Alexis Brézet : Je crois qu’il y a une vraie prise de conscience qui est en train de s’opérer. Je ne veux pas qu’on se trompe : ma critique ne portait pas sur la nécessité de faire, mais sur l’insuffisance de ce qui est fait. Que ce soit vraiment clair. Je considère que la vraie menace qui pèse aujourd’hui sur nos libertés privées et publiques et sur nos démocraties vient des GAFA. Et je pense qu’il y a quelque chose qu’on ne mesure pas et c’est pour ça que ce mouvement du droit, pour aller plus loin, doit être porté par l’opinion et on en est encore très loin. Il faut bien se rendre compte qu’aujourd’hui, ça a l’air un peu un intérêt de boutique, mais aujourd’hui les GAFA dominent 80 % du marché de la pub en ligne et 90 % du marché de la pub sur mobile. Les médias d’information tous, de gauche, de droite, du centre, vivent de la publicité, à part un ou deux qui ne vivent que de l’abonnement, mais les grands médias d’information ; pour financer une grande rédaction d’information il faut de la pub sinon on est mort. Toutes les rédactions ont essayé de transposer, sont en train de faire ce grand mouvement du papier vers le numérique et pour un certain nombre, Le Figaro, Le Monde, L’éco, tout ça marche très bien. Le problème c’est que la totalité ou quasi-totalité de la publicité est captée par les GAFA. Donc si le mouvement est prolongé, si on prolonge les courbes, pas besoin d’avoir fait Polytechnique, dans 10 ans, dans 15 ans, il n’y a plus un média indépendant européen. Il n’y en aura plus un seul. Il y a aura des trucs qui auront été rachetés l’un par Google, l’autre par Facebook, le troisième par Apple, qui seront des serviteurs de leur maître américain ; il y aura un média russe, il y aura un média chinois parce qu'eux survivront, mais il n’y aura plus un seul média européen.
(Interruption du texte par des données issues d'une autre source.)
PR #291, opened 2021-02-05
Vr/ada

Ptival:
I have updated the Ada analysis code to reflect recent changes to the ontology, though I don't have a decent tool to check whether the generated Turtle indeed follows the current state of the OWL files.

This could be a good point to merge into master.


glguy (approved):
This works when I run it against the Boeing source code

PR #295, opened 2021-02-10
Import SACM-LM overlay

glguy:
This is the almost unmodified SADL we got from LM


AbhaMoitra:
* When I pulled, there was no .project file
* In SACM-S we had defined ARGUMENT_PACKAGE and LM is defining scms:ARGUMENT_PACKAGE. There are other such instances. Should we remove something in our core ontology to avoid confusion?
* I do not like the style used for properties as it is not in synch with our style. For example they use HAS_CONTENT as a property; I would prefer it to be hasContent. There are other instance of this style in the file. Is this something we want to change?
* We had decided to use SADL setting "Translate multiple-class domain or range as union class". As a result of this the following 3 SADL lines
      HAS_ELEMENT describes TerminologyPackage with values of type TerminologyElement.
      HAS_ELEMENT describes TerminologyGroup with values of type TerminologyElement.
      HAS_ELEMENT describes sacms:ARGUMENT_PACKAGE with values of type ArgumentationElement.

gets translated to the following OWL snippet which is probably not what they would want. A solution is to have the first 2 lines in one SADL file and the 3rd in a different file - I have not tried it though.

image

glguy:
The .project file must have been ignored when I was making the commit. I actually have one based on the other projects locally; I’ll fix.

glguy:
I'm definitely on board with cleaning this up to match the style. I wanted to get the original request incorporated first and as early as possible.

Donc à côté des menaces sur la vie privée dont on vient de parler, il y aussi des menaces sur notre vie publique. Le vrai danger est là. Je pense que là on est au début – c’est pour ça que je suis un peu véhément mais c’est pour qu’on aille plus loin –, au début d’une prise de conscience, que cette prise de conscience passe par un certain nombre de règles de droit mais qu’elle passe aussi par la mobilisation de l’opinion. Et le fait qu’on voit, par exemple, tous ces scandales autour de Facebook, un certain nombre de gens qui disent : « J’arrête Facebook, je me déconnecte », tout ça, il y a quelque chose qui est en train de se passer. Le fait que le grand patron de Procter et Gamble, je ne sais pas si vous l’avez vu ce matin dans Le Figaro dit : « Je vais retirer le tiers de ma pub que je mets sur les GAFA parce que ce n’est pas clair, c’est au milieu de contenus qui ne sont pas contrôlés, ce qu’on appelle brand safety, etc., je pense qu’on est au début de quelque chose. Sauf que maintenant il faut aller beaucoup plus loin et que les GAFA, eux, vont très vite.

Didier Pourquery : Merci Danièle Bourcier, merci Bernard Vatier, merci Alexis Brézet pour ces échanges éclairants. Merci encore au groupe de réflexion des avocats du Collège des Bernardins qui a préparé cette soirée. Nous vous donnons rendez-vous pour un nouveau débat le 19 juin sur le thème « Quelle limite éthique à la fulgurante progression médicale ? ». Bonsoir.